But a bone marrow transplant is no walk in the park, either: to keep the body from attacking the new marrow, the patient’s own immune system has to be demolished before the transplant, and subjected to a regimen of immunosuppressants afterward.

That’s where this new technique comes in. Yuet Kan, a hematology professor at the University of California, San Francisco, and his team started with induced pluripotent stem cells, known as iPSCs, which are adult cells that have been retroengineered to act like embryonic stem cells. Made from the patient’s own cells, they would be less likely to trigger rejection. Peter Aldhous, writing for NewScientist, explains:

     "It’s fairly easy to make iPSCs from a person’s cells, which then have the potential to grow into any type of cell in the body. So if iPSCs could be given two copies of the protective mutation, it should be possible to make personalized versions of the therapy that cleared HIV from Brown’s body."
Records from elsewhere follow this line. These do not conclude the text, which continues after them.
PR #211, opened 2026-08-03
Fix bank payment offers stalling until app restart

kaladivo:
## Problem

When a recipient accepts a proxy (bank) payment offer, the author's app sometimes never sends `bank_details_sent`, leaving the acceptor waiting indefinitely. Restarting the author's app sometimes helped.

## Root causes

1. **The live inbox subscription silently dies.** `nostrPool.ts` created `new SimplePool()` with defaults — `enablePing` and `enableReconnect` are both off in nostr-tools. When a relay websocket drops (mobile background, wifi→LTE switch, relay idle timeout), all live subscriptions close permanently and the `accepted` event never arrives. While the app is open, the service worker also suppresses the push notification in favor of in-app handling, which depends on the same dead subscription — so the author gets no signal at all.
2. **Restart backfill could miss the accepted wrap.** The catch-up query used `limit: 50` (newest first by `created_at`). NIP-59 randomizes the outer wrap timestamp up to 2 days into the past, so a freshly published `accepted` wrap can rank below 50 other wraps and never be returned — the "restart doesn't always help" case.
3. **No retry after a failed send.** The auto-responder effect only re-runs on message-state changes. If the `bank_details_sent` publish failed once (offline relays, skipped lease lock), nothing scheduled a retry.

## Fix

- Enable `enablePing` + `enableReconnect` on the shared pool. Ping detects half-dead sockets (browser fallback uses a dummy REQ) and reconnect resumes open subscriptions.
- Backfill inbox wraps with a 3-day `since` window (matching the push service's catch-up window) and `limit: 500`, and re-run the backfill when the app returns to foreground or regains connectivity — the pool's reconnect resume filters by last emitted `created_at`, which NIP-59 timestamp randomization defeats, so missed wraps still need the re-query.
- Retry the offer auto-responder every 30 s while a non-expired `accepted` entry of the author's own offer is still waiting for bank details. The retry stops once details are sent, the offer ends, or the 5-minute phase TTL expires.

## Testing

- `bun run check-code` passes (typecheck, eslint, prettier)
- `bun run test` passes (113 files, 569 tests, incl. `useInboxNotificationsSync` suite)


kaladivo:
Addressed review findings (gpt-5.6-sol review, verified before applying):

1. **Dead-on-arrival subscription never revived** — the pool never retries relays that fail to connect at subscribe time, so an app started offline stayed deaf even after the online-event backfill. Each refresh now checks `listConnectionStatus()` and re-subscribes when any configured relay is disconnected.
2. **Transparent relay reconnects can skip wraps** — the pool resumes subscriptions with `since = lastEmitted + 1`, which NIP-59 timestamp randomization defeats, and no foreground/online event fires in that scenario. Added a 5-minute periodic refresh while the app is visible.
3. **Backfill cost on foreground flapping** — refreshes are now throttled to at most once per minute.

Skipped (judged not worth the complexity): keeping ping/reconnect alive for relays removed from the user's config mid-session — a rare, session-scoped idle connection with negligible cost; would need reference-counted per-relay cleanup on the shared pool.

PR #225, opened 2026-08-04
e2e test for proxy payment

bitcoinpolis:
Does not touch prod code, only add e2e test which runs the full happy path of proxy payment, all services locally (docker compose setup from @kaladivo )

You can run the test with:
```
docker compose -f docker-compose.dev.yml --profile e2e up -d --build --wait

cd apps/web-app
bunx playwright test --project=local-stack                      
```


docker-compose.dev.yml
```diff
@@ -58,6 +69,32 @@ services:
...
+        VITE_NPUB_CASH_DISABLED: "true"
+        VITE_PUSH_SERVER_URL: http://localhost:8787
+    ports:
+      - "5176:80"
+    healthcheck:
+      test: ["CMD-SHELL", "wget -qO- http://127.0.0.1/ >/dev/null || exit 1"]
+      interval: 3s
+      timeout: 2s
+      retries: 20
+      start_period: 3s
```
kaladivo, line 95: Would be nice to move this into separate script. Most of the time when developing we don't want to start the app container too.

docker-compose.dev.yml
```diff
@@ -7,6 +7,17 @@ services:
       - "7777:8080"
     volumes:
       - nostr-relay-data:/usr/src/app/db
+    # Without this, `up -d --wait` returns when the container is running, not when
+    # the port accepts — and a relay that is not connected at subscribe time is
+    # never retried by the app, which strands the E2E status/offer flow.
+    # `bash` explicitly: /dev/tcp is a bash builtin and the image's /bin/sh is dash.
+    # The image ships no curl/wget, so this is the available probe.
+    healthcheck:
```
kaladivo, line 16: Nice - forgot about this. Good call!

kaladivo (commented):
Mostly nitpicks

docker-compose.dev.yml
bitcoinpolis: Will let my Claude know ;-)

docker-compose.dev.yml
kaladivo: Oh, it's in e2e profile, my comment was wrong.

PR #235, opened 2026-08-08
Use full image name, solves 'did not resolve to an alias' and increas…

petrkr:
In some environments without aliased containers.conf it does not find those containers, so use full path.

As side-effect it increase security as long you can not use  container injection by relacing default 'docker.io' with some different registry, which may have infected containers.


kaladivo:
Lgtm good change

PR #239, opened 2026-08-08
Migrate from Bun to pnpm + Node (drop Bun completely)

kaladivo:
## What

Three commits that together remove Bun from the repo entirely and standardize the toolchain on pnpm + Node 24:

**1. Package management → pnpm** (`pnpm@11.20.0`)

- `bun.lock` → `pnpm-lock.yaml` + `pnpm-workspace.yaml`; root scripts use `pnpm --filter` / `pnpm -r --if-present run`
- CI: `oven-sh/setup-bun` → `pnpm/action-setup@v4` + `actions/setup-node@v5` (pnpm cache) in tests, e2e, and both Android workflows; `bunx playwright` → `pnpm exec playwright`
- `docker/web-app/Dockerfile` is pure node+pnpm
- `patch-android-java.sh` globs `node_modules/.pnpm/...`; Capacitor android/ios projects regenerated via `cap sync` (hence the generated-file churn incl. Capacitor 7.6.0 → 7.6.8 within the existing `^7.4.3` range)

**2. Push service runtime → Node** (was `Bun.serve` + `bun:sqlite`)

- Runs TypeScript sources directly via Node's type stripping — no build/bundle step; relative imports carry explicit `.ts` extensions for ESM resolution
- `Bun.serve` → `node:http` with a small adapter feeding the existing fetch-style handler (handlers themselves unchanged; client IP comes from the socket instead of `Bun.Server.requestIP`)
- `bun:sqlite` → `node:sqlite`. Statements reading rowids use `setReadBigInts(true)` because node:sqlite throws on integers above `Number.MAX_SAFE_INTEGER` where `readSafeInteger` must reject the row instead (the existing overflow hardening tests cover this); a BEGIN/COMMIT/ROLLBACK helper replaces `db.transaction`
- `bun:test` → vitest, so the root `pnpm run test` now covers the push workspace too
- `web-push` switches to a default import (Node's CJS interop exposes no named exports for it — caught by a live smoke test, not typecheck)
- Docker image runs the sources via `pnpm deploy --prod --legacy` (pruned to the 3 prod deps); local `dev`/`start` load `.env.development` via `node --env-file*`, matching Bun's implicit env loading

**3. Node 24 everywhere, pinned by `.node-version`**

- `.node-version` (`24`) drives version managers and CI (`setup-node` reads it via `node-version-file`); `engines: { node: ">=24" }` in root + push manifests warns on mismatched local node
- All Docker images on `node:24` (push, web-app e2e build, evolu-relay dev image)
- On 24 (active LTS), `node:sqlite` and type stripping are stable — the push service starts with zero experimental warnings
- pnpm `engineStrict` was tried and dropped: it also enforces *dependencies'* engines, and `slip39-ts` ships stale metadata (`^20.9.0 || ^22.2.0`) that rejects 24 despite being a browser-targeted lib

## Kept behavior-neutral

Fresh resolution pulled two packages whose new versions change output, so they are pinned to what `bun.lock` had — upgrading them is deliberately left for separate PRs:

- `prettier` pinned to `3.8.1` (3.9.x reformats union types across ~18 source files)
- `eslint-plugin-react-hooks` pinned to `7.0.1` (7.1.x adds `set-state-in-effect`, which flags `apps/site/src/cashu/CashuPage.tsx:1832`)

## Verified locally (pnpm 11.20.0, node 24.18/24.19)

- `pnpm run check-code` and `pnpm run test` pass under Node 24 (608 tests incl. the 5 push tests now on vitest)
- `local-stack` e2e suite passes against the web-app image built from the new node:24 Dockerfile
- Push service smoke-tested live on Node 24: boots with zero warnings, connects to relays; `/health`, `/`, `/vapid-public-key`, `/auth/challenge` (SQLite write path), invalid-JSON handling, CORS preflight, and 404 all behave as before
- Push Docker image (node 24.19) builds, boots, and fails fast on missing required env; evolu-relay dev image boots and accepts websocket connections on 24

## After merge

- Anyone with a checkout: switch to Node 24 (version managers pick up `.node-version`), `pnpm install`, plus `pnpm exec playwright install chromium` once (Playwright patch bump = new browser build); Bun no longer needed
- If the Vercel projects have a custom `bun install` install command in the dashboard, switch it to `pnpm install` (auto-detection picks pnpm up from the lockfile otherwise); Vercel project Node version should be set to 24 if it is pinned lower in the dashboard


kaladivo:
There is a new version of bun that addresses a lot of shortcommings. 

Closing this

Issue #247, opened 2026-08-14
Audit the private image / Blossom path


kaladivo:
The chat image pipeline (\`apps/web-app/src/app/lib/privateImageMessage.ts\`) has grown organically and deserves a focused audit before we build more on top of it.

Things to look at:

To create that mutation, Kan used a genomic editing technique called CRISPR-Cas9 that can target precise sequences of DNA. CRISPR snips out the receptor-coding gene while leaving the rest of the cell’s genome alone. After their genetic revision, the stem cells were transformed into white blood cells. Ten days after those white blood cells were exposed to HIV, they didn’t show any sign of the virus. The mutation had made them resistant.

Kan hopes to further transform the iPSCs into blood-forming stem cells, which would produce white blood cells that carry the resistance mutation. The concept has promise and some precedent. Research published earlier this year in the New England Journal of Medicine showed that extracting and gene-editing just the white blood cells alone could reduce the viral load in HIV patients. That method, though, would require repeated transfusions. The stem cells Kan’s method could make would live and multiply in the bone marrow, generating a constant supply of HIV-resistant white blood cells.

The research isn’t ready for clinical application yet; creating cells that can be transplanted into the body without being rejected or causing other problems remains a significant challenge. Encouragingly, however, the natural mutation doesn’t seem to have any medical effects other than the fortuitous HIV resistance. If the engineered solution turns out to be just as innocuous, HIV treatments could become a lot more effective and lot less taxing."
« Last Edit: October 16, 2014, 01:05:51 pm by tryingtostay »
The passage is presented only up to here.